The ongoing Israeli blockade of the Gaza Strip is hurting farmers in Israel. Since Hamas took over Gaza almost a year ago, Israel has frequently shut down the border crossings in response to Palestinian rocket or bombing attacks. That has meant that Israeli food exports to Gaza have been sharply reduced, and that's costing Israeli farmers hundreds of thousands of dollars. Now some leading Israeli politicians are calling for a complete and permanent break with Gaza. Israeli farmers say that would be a disaster.

NPR's Linda Gradstein reports.

LINDA GRADSTEIN: If you buy a pound of bananas in Gaza, there's a good chance they came from Israel.

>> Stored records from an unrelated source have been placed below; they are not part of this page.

PR #251, opened 2024-02-13
Working VectorSearch

bmeike:
Update tests to accomodate date formats in LiteCore 3.2.0-137
Clean up some other test stuff.

### DIFF
--- a/java/main/java/com/couchbase/lite/internal/NativeLibrary.java
+++ b/java/main/java/com/couchbase/lite/internal/NativeLibrary.java
@@ -16,6 +16,7 @@
 package com.couchbase.lite.internal;
 
 import androidx.annotation.NonNull;
+import androidx.annotation.Nullable;
 
 import java.io.BufferedReader;
 import java.io.File;
@@ -61,7 +62,7 @@ final class NativeLibrary {
 
     private static final String DIGEST_MD5 = ".MD5";
 
-    private static final AtomicBoolean LOADED = new AtomicBoolean(false);
+    private static final AtomicBoolean LOADED = new AtomicBoolean();
 
     /**
      * Extracts the two native libraries from the jar file, puts them on the file system and loads them.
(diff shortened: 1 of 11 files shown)


java/main/java/com/couchbase/lite/internal/NativeLibrary.java
```diff
@@ -177,6 +197,14 @@ private static String getJniArchDir(@NonNull String rootPath, @NonNull String os
         throw new IllegalStateException("Unsupported JNI architecture: " + osName + "/" + archName);
     }
 
+    @NonNull
+    private static String getLibExtension(@NonNull String osName) {
+        if (isWindows(osName)) { return ".dll"; }
+        if (isMacOS(osName)) { return ".dylib"; }
```
borrrden, line 203: This is not actually going to be correct because we don't distribute the native lib as a dylib right now.  We do for LiteCore but vector search is built as an xcframework so the extension will be empty.  If you want a dylib instead this is going to require another build target separate from the "apple" one.  OR maybe this will work, you could copy the binary blob out of the framework and add the dylib extension at download time.

borrrden (approved):
Will discuss more offline about how to handle macOS.

java/main/java/com/couchbase/lite/internal/NativeLibrary.java
bmeike: It has been loading the thing named "CouchbaseLiteVectorSearch.dylib" correctly.  Perhaps that is because it thinks that is its full name?

pasin: @borrrden I might have given you inaccurate info about macOS binary. I just realized that CBL-C currently releases dylib for macOS. The stucture of the release zip file is like :

```
.
├── LICENSE.txt
├── include
├── lib
│   ├── cmake
│   │   └── CouchbaseLite
│   │       ├── CouchbaseLiteConfig.cmake
│   │       ├── CouchbaseLiteConfigVersion.cmake
│   │       ├── CouchbaseLiteTargets-minsizerel.cmake
│   │       └── CouchbaseLiteTargets.cmake
│   ├── libcblite.3.1.3.dylib
│   ├── libcblite.3.dylib -> libcblite.3.1.3.dylib
│   └── libcblite.dylib -> libcblite.3.dylib
└── notices.txt
```

pasin (approved):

Mr. SHALOM HERTZOG(ph) (Farmer): Right now we are in the center of the biggest packing house for bananas in Israel. It's called Samach Banana. Around the Sea of Galilee it's about 60 to 65 percent of the whole banana production in Israel.

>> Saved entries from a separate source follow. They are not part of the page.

PR #260, opened 2024-03-12
Android/vf/3.1.6 vf001

bmeike:
This is the VF for CBSE-16470
I would very much appreciate additional eyes on it.  It does three things:

1. Native JSONEncoder_finishJSON now throws a LiteCore exception instead of returning null.  All of the methods that use it wrap the (checked) exception in (unchecked) IllegalStateException.  No API change; Container toJSON methods cannot return null.
1. The context object that becomes the parent of the tree of children belonging to a ResultSet, now holds a reference to the ResultSet.  There will be references to the ResultSet until the last child goes away
1. The close() method on ResultSet no longer does anything.  Instead the Fleece object is freed by a finalizer.  The finalizer code is insane because Android does not appear to handle the use of locks correctly.

### DIFF
--- a/common/main/java/com/couchbase/lite/Result.java
+++ b/common/main/java/com/couchbase/lite/Result.java
@@ -26,7 +26,6 @@ import java.util.Iterator;
 import java.util.List;
 import java.util.Map;
 
-import com.couchbase.lite.internal.DbContext;
 import com.couchbase.lite.internal.core.C4QueryEnumerator;
 import com.couchbase.lite.internal.fleece.FLArrayIterator;
 import com.couchbase.lite.internal.fleece.FLValue;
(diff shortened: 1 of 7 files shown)


common/main/java/com/couchbase/lite/Result.java
```diff
@@ -569,7 +574,7 @@ private void assertInBounds(int index) {
     }
 
     private void assertOpen() {
-        if (rs.isClosed()) {
+        if (context.getResultSet().isClosed()) {
```
borrrden, line 577: Hmmm, is this ever going to be true?  Doesn't the no-op close prevent this?

borrrden (approved):
I think the goal is accomplished, looks like one place now is somewhat of a no-op (marked with comment)

common/main/java/com/couchbase/lite/Result.java
bmeike: yeah.   good point.

bmeike:
Thanks for the review, Jim!

PR #275, opened 2024-04-19
CBL-5572: ClientTask executor should not fail on RejectedExecution

bmeike:
CBL-5574: Less alarming message on ClientTask executor failure
CBL-5573: Replace the SynchronousQueue on the ClientTaskExecutor
Add Expression.in(List<Expression>)
Add "test" for QueryObserver issue


pasin (approved):
Java has many types of queue to choose from. I think it's a good idea to get the queue bound. I don't know what the right size should be but if users don't block the queue for too long, this config seems to be enough.

PR #279, opened 2024-04-23
CBL-5655: Native crash using ResultSet component after close

bmeike:
I so wish I could have come up with a better solution.  This just turns a native crash into a Java crash with, perhaps, a better error message.

Big change for a release branch.  It was mostly tested in a VF.

### DIFF
--- a/common/main/java/com/couchbase/lite/ResultSet.java
+++ b/common/main/java/com/couchbase/lite/ResultSet.java
@@ -25,7 +25,6 @@ import java.util.Iterator;
 import java.util.List;
 import java.util.Map;
 
-import com.couchbase.lite.internal.DbContext;
 import com.couchbase.lite.internal.core.C4QueryEnumerator;
 import com.couchbase.lite.internal.support.Log;
 import com.couchbase.lite.internal.utils.Preconditions;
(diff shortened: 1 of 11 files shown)


common/main/java/com/couchbase/lite/ResultSet.java
```diff
@@ -148,11 +145,30 @@ public List<Result> allResults() {
...
+    }
+
+    @Override
+    protected void finalize() throws Throwable {
+        try {
+            final C4QueryEnumerator qEnum = c4enum;
+
+            // !!! This absolutely should hold the db lock the way close() does.
+            // If it does, though, it stands a good chance of timing out the finalizer thread.
+            // Cross your fingers and pray.
```
pasin, line 166: This comment scares me. Sound like a time bomb for a CBSE that is difficult to know what is going on. 

@borrrden Have you mentioed before that .NET has never locked this and never seen any issues?

bmeike: I think we have to do this.  If we try to seize the lock, we are guaranteed that the finalizer thread will time out.

pasin (approved):

PR #285, opened 2024-04-26
CBL-5683: Database.getDefaultCollection() should be non-null

bmeike:
For compatibility with other platforms.

H/T to @jeffdgr8  for pointing this out and for supplying much of the code.

### DIFF
--- a/common/main/java/com/couchbase/lite/DatabaseChange.java
+++ b/common/main/java/com/couchbase/lite/DatabaseChange.java
@@ -30,13 +30,10 @@ import java.util.List;
 public class DatabaseChange {
     @NonNull
     private static Collection getDefaultCollection(@NonNull Database database) {
-        CouchbaseLiteException fail = null;
-        try {
-            final Collection defaultCollection = database.getDefaultCollection();
-            if (defaultCollection != null) { return defaultCollection; }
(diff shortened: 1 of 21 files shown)


common/main/java/com/couchbase/lite/DatabaseChange.java
```diff
@@ -30,13 +30,10 @@
 public class DatabaseChange {
     @NonNull
     private static Collection getDefaultCollection(@NonNull Database database) {
-        CouchbaseLiteException fail = null;
-        try {
-            final Collection defaultCollection = database.getDefaultCollection();
-            if (defaultCollection != null) { return defaultCollection; }
+        try { return database.getDefaultCollection(); }
+        catch (CouchbaseLiteException e) {
+            throw new CouchbaseLiteError("Database " + database.getName() + " has no default collection", e);
```
borrrden, line 35: Not sure about the wording here given that the default collection cannot be deleted.  How else would it vanish?

borrrden (dismissed):

common/main/java/com/couchbase/lite/DatabaseChange.java
bmeike: Good call.  Fixed

borrrden (approved):

PR #287, opened 2024-04-30
CBL-5691: Client side proxy does not work

bmeike:
Also:
CBL-5689: Don't leak basic auth credentials in logs
Important note on dbConfig.get/setDirectory
Fix spelling error in dbChange exception message


borrrden (approved):
I think this boils down to using `proxyAuthenticator` instead of `authenticator` for proxy authentication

GRADSTEIN: Shalom Hertzog(ph) grows bananas, mangos and avocados in a farming community called Almagor. About a third of his bananas are shipped to Gaza - about 100 miles south.

Ilan Eshel, the chairman of the Israeli Fruit Growers Association, says Israeli farmers work with about 20 Palestinians wholesalers and they have warm relationships that have developed over decades.

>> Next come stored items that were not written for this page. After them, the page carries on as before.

PR #289, opened 2024-05-09
Several fixes

bmeike:
This is bigger than it should be.  Sorry about that.  The native crash is the biggest fix.  The ClientTask fix is more contained but, perhaps, more important.  The rest is just preening.

CBL-5729: Prevent native crash on unknown log domain
CBL-5714: API Doc: Can't start a replicator inside a batch block
CBL-5658: Tune the ClientTask executor
CBL-5651: Tests for LiteCore callbacks

### DIFF
--- a/common/main/cpp/native_c4.cc
+++ b/common/main/cpp/native_c4.cc
@@ -21,6 +21,7 @@
 #include <sys/time.h>
 #endif
 
+#include <unordered_set>
 #include "native_glue.hh"
 #include "com_couchbase_lite_internal_core_impl_NativeC4.h"
 #include "com_couchbase_lite_internal_core_impl_NativeC4Log.h"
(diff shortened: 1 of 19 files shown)


common/main/cpp/native_c4.cc
```diff
@@ -138,6 +139,26 @@ static void logCallback(C4LogDomain domain, C4LogLevel level, const char *fmt, v
...
+ * we can do so at any time, including before Core creates it.  The problem with that is that
+ * LiteCore doesn't keep the names, itself.  Unless the domain already exists, it will use
+ * the string that we pass to it.  That means that string has to be stored somewhere permanent.
+ * It is possible that this can go away when CBL-5726 is resolved
+ */
+namespace litecore {
+    namespace jni {
+        static std::unordered_set<std::string> gDomainNames;
+
+        // Assert: jdomain is not null
```
borrrden, line 154: null would be fine, LiteCore auto maps null to empty string aka default

borrrden (approved):

common/main/cpp/native_c4.cc
bmeike: I think this will fail on null:
`std::string domain = JstringToUTF8(env, jdomain);`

Mr. ILAN ESHEL (Israeli Fruit Growers Association): Almost all of them want peace, want the relations to be OK. That's in the economic interest of both sides.

GRADSTEIN: Gaza and the West Bank represent a huge market for Israel. In 2006, the Palestinians territories imported more than $2 billion worth of Israeli products. Until 2006, buyers in Gaza purchased between 60 and 80 tons of Israeli fruit each year. But since the Hamas takeover of Gaza last year, that figure is down to about 40 tons, mostly because the crossings between Israel and Gaza are frequently closed. Israel says that's in response to Palestinians rocket and mortar attacks.

Some Israeli politicians are calling on the government to permanently sever ties with Gaza, to completely seal the borders, to cut off electricity and fuel supplies and to stop all exports to Gaza. Farmers, like Eshel and Hertzog, say that would mean bankruptcy for hundreds of Israeli farmers.

Agriculture minister Shalom Simhon says cutting all ties with Gaza is not realistic.

Minister SHALOM SIMHON (Agriculture Minister, Israel): (Through translator) I don't think this is possible and not only because of the humanitarian issue. I don't think Gaza has an alternative to Israeli exports. They have no other way of getting food, not by air or sea or from Egypt. So I expect the situation to continue as it is.

Mr. HERTZOG: And then you put the (unintelligible).

GRADSTEIN: And on Shalom Hertzog's farm overlooking the Sea of Galilee, workers from Thailand are packing bananas and avocados that he hopes will be shipped to Gaza tomorrow. He says exporting to Gaza is good business. And yet, like everything else in the Middle East, he adds, it's about politics as well.

Mr. HERTZOG: I believe that the only way to get into some kind of normality, it's only by economical means. There is not other way. I'm not in love with anybody. I do it only because my vision is that this is the only way to do peace in this area.

GRADSTEIN: Linda Gradstein, NPR News, Moshav Almagor in the Galilee.